No wonder, then, that in its report published last December, Risk-focused Industry Meeting Series: G-SIFI Trends in Risk, the SFC emphasized that trading fraud was a particular area of concern in view of spectacular cases in recent years that have carried high "operational tail-risk".

"Trading misconduct exists in nearly every bank almost every day," said Wu, adding that it becomes almost commonplace when the economy veers to the downside.

Very often, by taking advantage of loopholes in the market or financial institutions, the misbehavior is simply the pursuit of bonuses which depend heavily on traders' performance. Yet, as Wu notes, the misconduct sometimes stems from an unintentional error in a single transaction, which might then evolve into a desperate attempt across multiple transactions to cover up accumulated mistakes.

"How much you earn for the company is how much you are worth to them. Such a greedy, hero culture makes losses totally unacceptable for these over-confident traders," said Vincent Lam, chief financial officer of VMS Investment Group, a Hong Kong-based multi-strategy investment group.

"These super-smart traders, long enjoying privileged status in the banks, haven't got the slightest idea about how to deal with failures. Coming forward is the last resort (and) only when they can no longer dig themselves out of the hole," Lam said.

New tricks

Trading misconduct today is an extension of old tricks of the trade, reemerging in different forms.

Electronic trading, in theory, should have put an end to this misbehavior. However, Lo Cha-lung, chairman of the RMBI Student Association researching trading misconduct, pointed out that practices have simply taken on a different guise, through high-frequency trading (HFT) firms that use algorithms and powerful computers to execute huge numbers of trades instantaneously. HFT firms use their firepower to trade ahead of, and profit from, large orders likely to move share prices, according to Lo. "Never one to miss a trick, the market is 'rigged' in that sense."

Yet, local and mainland banks are still ill-equipped to front-run the market, said BNYM's Wu, adding that more than 70 percent of HFT so far is seen in the United States.

Secretive HFT was the culprit blamed for the 2010 "flash crash", but its evil cousin, dark pools - a significant player in the 2008 market crash - has also moved into the Hong Kong spotlight.

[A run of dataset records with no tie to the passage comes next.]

PR #150, opened 2025-09-29
[SECRES-3783] Warn on logger errors instead of exiting early

ikretz:
This PR changes the behavior of SCFW so that we no longer exit early on logger error.  Now, we continue running and simply warn on logger errors.  This fixes an issue where early exits on logger errors ended up denying service in the case of allowed commands (since logging occurs before command execution).

Other changes:
* Improving error messages in the Datadog loggers

### DIFF
--- a/scfw/loggers/__init__.py
+++ b/scfw/loggers/__init__.py
@@ -88,4 +88,4 @@ class FirewallLoggers(FirewallLogger):
             try:
                 logger.log_audit(ecosystem, package_manager, executable, reports)
             except Exception as e:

It is understood that Hong Kong regulators continue to meet with banks in this Asian financial hub to increase scrutiny of the marketing of dark pools to clients. This follows a legal wrangle concerning allegations of HFT fraud by Barclays via dark pools. The private share-trading venues allow investors to buy and sell stocks anonymously without disclosing prices or identities until deals are done.

"So far, these controversial trading arenas are not allowed in Hong Kong," said Wu. "A few years ago, some American and European banks used to have their own dark pool trading platform, which, however, ended up being suspended for good."

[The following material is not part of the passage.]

PR #158, opened 2025-10-07
[SECRES-3850] Handle non-interactive shells gracefully

ikretz:
This PR adds a check during `scfw run` execution for whether SCFW is running in a non-interactive shell.  This is relevant in the case where the user must provide interactive input to confirm a command with only warning-level findings.  Instead of erroring out, SCFW now defaults to blocking in this situation.  Users can change this default behavior by adding `--allow-on-warning` to their SCFW command-line.  

In some cases, however, users are unable or unwilling to update their command lines.  For this reason, this PR also allows users to configure this auto-allow/auto-block behavior by setting environment variables `SCFW_ALLOW_ON_WARNING` or `SCFW_BLOCK_ON_WARNING`.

VMS Investment's Lam noted that trading misconduct cases in Hong Kong are much more negotiable than those in the US, where penalties can mount to astronomical figures, especially if the case takes a long time to be settled.

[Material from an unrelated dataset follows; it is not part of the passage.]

PR #162, opened 2025-10-15
[SECRES-3967] Add Go support

ikretz:
This PR adds support for the Go ecosystem and the `go` command line to Supply-Chain Firewall.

"If companies and banks never feel they are under close watch by the city's investigators, how can we expect to bring the rampant growth in trading misconduct under control?" asked Wu.

Citing the fake highway snapshots used to curtail drivers' urge to speed, he said a "faked snapshots mentality" needs to be developed among Hong Kong's market players.

"A sheet of final written warning is definitely far from effective and enough," Wu said.